(Stored items)
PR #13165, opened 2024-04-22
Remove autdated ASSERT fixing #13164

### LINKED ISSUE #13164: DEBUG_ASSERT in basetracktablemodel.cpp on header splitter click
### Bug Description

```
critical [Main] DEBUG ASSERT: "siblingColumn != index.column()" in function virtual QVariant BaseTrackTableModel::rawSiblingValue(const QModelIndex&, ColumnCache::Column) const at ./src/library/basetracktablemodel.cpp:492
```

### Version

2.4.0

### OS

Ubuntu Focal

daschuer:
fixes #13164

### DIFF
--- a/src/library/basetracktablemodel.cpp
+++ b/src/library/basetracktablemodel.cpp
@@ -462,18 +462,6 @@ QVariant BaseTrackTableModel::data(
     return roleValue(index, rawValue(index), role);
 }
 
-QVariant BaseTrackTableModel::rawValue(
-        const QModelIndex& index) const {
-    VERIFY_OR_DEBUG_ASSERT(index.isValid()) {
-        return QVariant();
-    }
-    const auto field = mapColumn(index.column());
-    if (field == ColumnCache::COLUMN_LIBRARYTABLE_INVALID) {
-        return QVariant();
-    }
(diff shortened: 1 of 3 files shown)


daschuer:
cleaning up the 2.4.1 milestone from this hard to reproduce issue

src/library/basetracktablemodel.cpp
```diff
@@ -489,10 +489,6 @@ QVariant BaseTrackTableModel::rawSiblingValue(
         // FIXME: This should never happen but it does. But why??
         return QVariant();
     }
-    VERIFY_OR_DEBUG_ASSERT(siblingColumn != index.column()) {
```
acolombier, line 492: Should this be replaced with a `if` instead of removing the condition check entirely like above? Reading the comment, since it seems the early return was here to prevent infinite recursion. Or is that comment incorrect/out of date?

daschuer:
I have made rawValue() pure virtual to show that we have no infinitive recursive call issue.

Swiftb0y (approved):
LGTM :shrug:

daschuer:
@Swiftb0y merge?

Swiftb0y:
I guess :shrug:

> WHAT IS BEING ASKED: All of the entries above should be transcribed exactly, line for line.

> PROBLEM SOLUTION:
PR #13165, opened 2024-04-22
Remove autdated ASSERT fixing #13164

### LINKED ISSUE #13164: DEBUG_ASSERT in basetracktablemodel.cpp on header splitter click
### Bug Description

```
critical [Main] DEBUG ASSERT: "siblingColumn != index.column()" in function virtual QVariant BaseTrackTableModel::rawSiblingValue(const QModelIndex&, ColumnCache::Column) const at ./src/library/basetracktablemodel.cpp:492
```

### Version

2.4.0

### OS

Ubuntu Focal

daschuer:
fixes #13164

### DIFF
--- a/src/library/basetracktablemodel.cpp
+++ b/src/library/basetracktablemodel.cpp
@@ -462,18 +462,6 @@ QVariant BaseTrackTableModel::data(
     return roleValue(index, rawValue(index), role);
 }
 
-QVariant BaseTrackTableModel::rawValue(
-        const QModelIndex& index) const {
-    VERIFY_OR_DEBUG_ASSERT(index.isValid()) {
-        return QVariant();
-    }
-    const auto field = mapColumn(index.column());
-    if (field == ColumnCache::COLUMN_LIBRARYTABLE_INVALID) {
-        return QVariant();
-    }
(diff shortened: 1 of 3 files shown)


daschuer:
cleaning up the 2.4.1 milestone from this hard to reproduce issue

src/library/basetracktablemodel.cpp
```diff
@@ -489,10 +489,6 @@ QVariant BaseTrackTableModel::rawSiblingValue(
         // FIXME: This should never happen but it does. But why??
         return QVariant();
     }
-    VERIFY_OR_DEBUG_ASSERT(siblingColumn != index.column()) {
```
acolombier, line 492: Should this be replaced with a `if` instead of removing the condition check entirely like above? Reading the comment, since it seems the early return was here to prevent infinite recursion. Or is that comment incorrect/out of date?

daschuer:
I have made rawValue() pure virtual to show that we have no infinitive recursive call issue.

Swiftb0y (approved):
LGTM :shrug:

daschuer:
@Swiftb0y merge?

Swiftb0y:
I guess :shrug:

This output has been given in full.